Dos Santos said that the school overreacted and that her son made a comment about snacks, not skin color.

"He said they were talking about brownies. . . . Who exactly did he offend?" dos Santos said.

The boy's father was contacted by Collingswood police later in the day. Police said the incident had been referred to the New Jersey Division of Child Protection and Permanency. The student stayed home for his last day of third grade.

Dos Santos said that her son was "traumatized," and that she hopes to send him to a different Collingswood public school in the fall.

[…]

"I'm not comfortable with the administration [at Tatem]. I don't trust them and neither does my child," she said. "He was intimidated, obviously. There was a police officer with a gun in the holster talking to my son, saying, 'Tell me what you said.' He didn't have anybody on his side."

The incident, which has sparked outrage among some parents, was one of several in the last month when Collingswood police have been called to look into school incidents that parents think hardly merit criminal investigation.

Superintendent Scott Oswald estimated that on some occasions over the last month, officers may have been called to as many as five incidents per day in the district of 1,875 students.

This has created concern among parents in the 14,000-resident borough, who have phoned their elected officials, met with Mayor James Maley, blasted social-media message boards, and even launched a petition calling on the Camden County Prosecutor's Office to "stop mandated criminal investigation of elementary school students."

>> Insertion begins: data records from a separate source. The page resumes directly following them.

PR #6144, opened 2026-05-15
SWATCH-4800: Org preference POST and Grafana panel

TommasoLencioni:
## Summary

Adds a Subscription Watch stat panel for how often and the status of customers POST org utilization preferences (custom threshold saves).

## Merge order

**Merge this PR first** (1 of 2). The notification-rate and handler-duration PRs touch the same dashboard ConfigMap; merging in this order avoids unnecessary conflicts.

1. **This PR** — `SWATCH-4800-grafana-customer-threshold`
2. `SWATCH-4800-grafana-notification-event-rate`

PR #6145, opened 2026-05-15
SWATCH-4800: Add Grafana panel for custom threshold notification event sent by swatch-utilization

TommasoLencioni:
## Summary

Add Grafana panel for custom threshold notification event sent by swatch-utilization, same as the one already in place for default threshold events.

## Merge order

**Merge after #6144**.

1. #6144 — `SWATCH-4800-grafana-customer-threshold`
2. **This PR** — `SWATCH-4800-grafana-notification-event-rate`

Expect a ConfigMap merge conflict if #6144 is not merged first; resolve by keeping both panels.

### DIFF
--- a/.rhcicd/grafana/grafana-dashboard-subscription-watch.configmap.yaml
+++ b/.rhcicd/grafana/grafana-dashboard-subscription-watch.configmap.yaml
@@ -6835,6 +6835,208 @@ data:
                 "x": 0,
                 "y": 82
               },
+              "id": 137,
+              "options": {
+                "cellHeight": "sm",
+                "footer": {
+                  "countRows": false,
+                  "fields": "",
+                  "reducer": [
+                    "sum"
+                  ],
+                  "show": false
+                },
+                "showHeader": true
+              },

The increased police involvement follows a May 25 meeting among the Collingswood Police Department, school officials, and representatives from the Camden County Prosecutor's Office, where school officials and police both said they were told to report to police any incidents that could be considered criminal, including what Police Chief Kevin Carey called anything "as minor as a simple name-calling incident that the school would typically handle internally."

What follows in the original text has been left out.